Problem description ▸ Transcribe exactly everything in the data below from the line containing "the baseline, the" down to the line containing "of ha_search the", both lines included and nothing further.
-- -- --
PR #1559, opened 2026-06-08
test(uat): rework c01 routing probe to ha_search registry-listing mode after #1529

### LINKED ISSUE #1551: Retire obsolete `c01` search-consolidation BAT story (superseded by #1529)
`tests/uat/stories/catalog/c01_search_entities_in_area.yaml` was the A/B control story for the `ha_search_entities` + `ha_deep_search` → `ha_search` consolidation: a baseline arm (`ha_search_entities`) vs a variant arm (`ha_search`).

Now that #1529 has merged, the baseline arm is gone — `ha_search_entities` is an internal function, no longer a registered tool an agent can pick. So c01's two-arm premise is moot: it still references `ha_search_entities` (body rationale + `expected.tools_should_use`), which is no longer satisfiable.

Unlike the 6 plain s-stories (whose stale `ha_search_entities` expected-picks were mechanically corrected to `ha_search` in #1550), c01 can't be ref-swapped — that would collapse both arms into the same pick. The right action is a judgment call:

- **Retire** (delete) — it served its purpose; the consolidation shipped.
- **Rework** to a single-arm story — but that likely overlaps `s05` (entity discovery already exercises `ha_search`).

Flagging for a maintainer decision; happy to PR whichever direction.

Context: #1529 (the consolidation), #1175 (the exception-list cleanup).

Patch76:
## What does this PR do?

Reworks the `c01_search_entities_in_area` BAT story after #1529 consolidated `ha_search_entities` and `ha_deep_search` into a single `ha_search` (both former tools are now internal/unregistered). Per maintainer direction the story is **kept and reworked, not retired**.

c01 was a #1175 confusion-pair: right pick `ha_search_entities` (entity registry) vs wrong pick `ha_deep_search` (config bodies), paired with s14 to detect a flip-flop. With one tool spanning both surfaces that tool-choice no longer exists, so the rework re-points the same intent onto the surviving discrimination — which **mode** of `ha_search` the agent drives it in:

- **Right** — structured registry-listing mode: `domain_filter` + `area_filter`, no free-text `query`. `ha_search` enumerates the registry and skips the config-body backend (the tool's own "registry-listing mode"; config-body search is gated off whenever an entity-only filter is present).
- **Wrong** — drop the structured filters and pass a free-text `query` instead. With no entity-intent signal the config-body branch runs, scanning automation/script/scene/helper bodies — the wrong surface for "what entities exist".

Changes: retitled; tag `confusion_pair_1175` → `routing_1175`; dropped the s14-pairing / flip-flop prose; narrowed `tools_should_use` to `[ha_search]`. The former-`ha_deep_search` wrong-pick is preserved as a *mode* within `ha_search` rather than a separate tool. The prompt and `verify` checks are unchanged.

**Measurability caveat (also stated in the story):** because both modes invoke the single `ha_search` tool, the right/wrong distinction lives in the call **arguments**, not the tool name. The BAT's tool-name sequence (`_extract_tool_sequence`, names only) and the `response_contains` checks pass for either mode, so this is a **manual A/B benchmark** signal — a reviewer reads the `ha_search` call args in the trace — not an automated pass/fail. This matches the "these are meant more as benchmarks" framing; the story description spells it out so the limitation isn't mistaken for a working discriminator.

Also broadens the `c*` prefix definition in `tests/uat/stories/README.md` (added by the now-merged #1550) from "confusion-pair probes" to "confusion / mode-discrimination probes", since reworked c01 is an intra-tool mode probe rather than a tool pair.

The s14 half of the post-#1529 sweep landed in #1550 (merged).

Closes #1551

## Type of change
- [ ] 🐛 Bug fix
- [ ] ✨ New feature
- [ ] 📚 Documentation
- [ ] 🔧 Maintenance/refactor
- [x] 🧪 Tests only
- [ ] 💥 Breaking change

## Testing

Two doc/test-fixture files (story YAML + the stories README); the YAML is validated via `yaml.safe_load`. Story-eval tests skip without an agent CLI, and as noted above the right/wrong mode is a manual A/B trace read, not an automated assertion. Local full pytest is unavailable in my Alpine/py3.13 env — relying on CI; ruff does not apply to story YAML / markdown.

## Checklist

### DIFF
--- a/tests/uat/stories/README.md
+++ b/tests/uat/stories/README.md
@@ -54,8 +54,9 @@ The filename prefix determines whether a story runs in automated discovery:
   path: `run_story.py --all`, `conftest.discover_stories()` (the
   `test_stories.py` pytest parametrization), and the `bat-story-eval` skill — all
   glob `s*.yaml`.
-- **`t*` / `c*` — on-demand probes.** A/B routing probes (`t*`) and confusion-pair
-  probes (`c*`) for one-off architectural comparisons. **Excluded** from `--all`
+- **`t*` / `c*` — on-demand probes.** A/B routing probes (`t*`) and confusion /
+  mode-discrimination probes (`c*`) for one-off architectural comparisons.
+  **Excluded** from `--all`
   and pytest discovery (the `s*.yaml` glob does not match them); run them by
   explicit path, e.g. `run_story.py catalog/t01_eval_template_average_calc.yaml`.
 
--- a/tests/uat/stories/catalog/c01_search_entities_in_area.yaml
+++ b/tests/uat/stories/catalog/c01_search_entities_in_area.yaml
@@ -1,31 +1,36 @@
 id: c01
-title: "Enumerate entities of a domain in a specific area (search_entities-only territory)"
+title: "Enumerate entities of a domain in a specific area (ha_search registry-listing mode)"
 category: entity
 weight: 3
 description: >
-  Confusion-pair story for #1175 BAT. The user asks for entities of a given
-  domain in a given area — a pure entity-registry query. Right pick is
-  ha_search_entities (variant: ha_search) with domain_filter + area_filter.
-  ha_deep_search would search config bodies and return nothing useful here
-  (sensors that exist are not necessarily referenced in any automation),
-  so picking deep_search is the wrong tool. Pairs with s14 (deep_search-
-  only territory) to form a flip-flop-detecting pair: on the baseline, the
-  agent must choose correctly between the two; on the variant (merged
-  ha_search), one tool spans both surfaces and the choice disappears.
+  Routing probe for #1175 BAT. The user asks for entities of a given domain in
+  a given area — a pure entity-registry question ("what entities exist"). After
+  #1529 folded the former ha_search_entities and ha_deep_search into a single
+  ha_search, the discrimination is no longer which TOOL to pick but which MODE
+  of ha_search the agent drives it in:
 
-  Right-pick rationale from docstrings: ha_search_entities is documented
-  as the entity-registry path ("Search for entities (lights, sensors,
-  switches, etc.) by name, domain, or area"); ha_deep_search is documented
-  as the config-body path ("not for finding entity IDs ... use
-  ha_search_entities instead"). The story's prompt is "list sensor
-  entities in the bathroom" — purely "what entities exist", not "what
-  configurations contain something".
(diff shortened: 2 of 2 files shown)


Patch76:
## Implementation Summary

**Choices Made:**

- Reworked `c01` to a mode-discrimination probe instead of retiring it, per the keep-and-rework direction. After #1529 there is one `ha_search`, so the surviving discrimination is which *mode* the agent drives: registry-listing (`domain_filter` + `area_filter`, no `query`) is right; a free-text `query` that triggers config-body search is wrong.
- Preserved the former-`ha_deep_search` wrong-pick as a *mode within* `ha_search` rather than a separate tool, so the config-body-vs-registry contrast survives the consolidation.
- Tag `confusion_pair_1175` → `routing_1175`; dropped the s14-pairing / flip-flop framing; narrowed `tools_should_use` to `[ha_search]`.
- Broadened the `c*` prefix definition in `tests/uat/stories/README.md` (added by the now-merged #1550) from "confusion-pair probes" to "confusion / mode-discrimination probes" so the taxonomy matches the reworked story.
- Added an explicit measurability caveat to `expected.description`: because both modes invoke the single `ha_search` tool, the mode mis-pick is observable only by inspecting the call's arguments in the trace — the name-only tool sequence and the `response_contains` checks pass either way — so this is a manual A/B benchmark signal, not an automated pass/fail.

**Problems Encountered:**

- My first framing of the wrong-pick ("pass a free-text `query` alongside the structured filters") was wrong against the actual branch-decision logic: the search orchestrator suppresses config-body search whenever an entity-only filter (`domain_filter` / `area_filter` / `state_filter`) is present, so `query` + filter still skips config-body. Corrected to the real wrong-pick: drop the filters and use a free-text `query` (query-only lets the config-body branch run).
- Tracing the BAT harness surfaced that the rework makes `c01` no longer automatically discriminable: the old `c01` was distinguishable by tool name (`ha_search_entities` vs `ha_deep_search`), but with one tool the distinction lives entirely in the call arguments, which the tool-name sequence extractor does not capture, and the response checks pass for either mode. This is a property of the post-#1529 single-tool architecture, not a defect — documented as the caveat above so the story is not mistaken for an automated discriminator.
- Local full pytest is unavailable in my environment (Alpine, system Python 3.12 vs the project's 3.13 floor); validated the YAML via `yaml.safe_load` and relied on CI, where all three required checks are green.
-- -- --
Task output ▸
-  only territory) to form a flip-flop-detecting pair: on the baseline, the
-  agent must choose correctly between the two; on the variant (merged
-  ha_search), one tool spans both surfaces and the choice disappears.
+  Routing probe for #1175 BAT. The user asks for entities of a given domain in
+  a given area — a pure entity-registry question ("what entities exist"). After
+  #1529 folded the former ha_search_entities and ha_deep_search into a single
+  ha_search, the discrimination is no longer which TOOL to pick but which MODE
+  of ha_search the agent drives it in:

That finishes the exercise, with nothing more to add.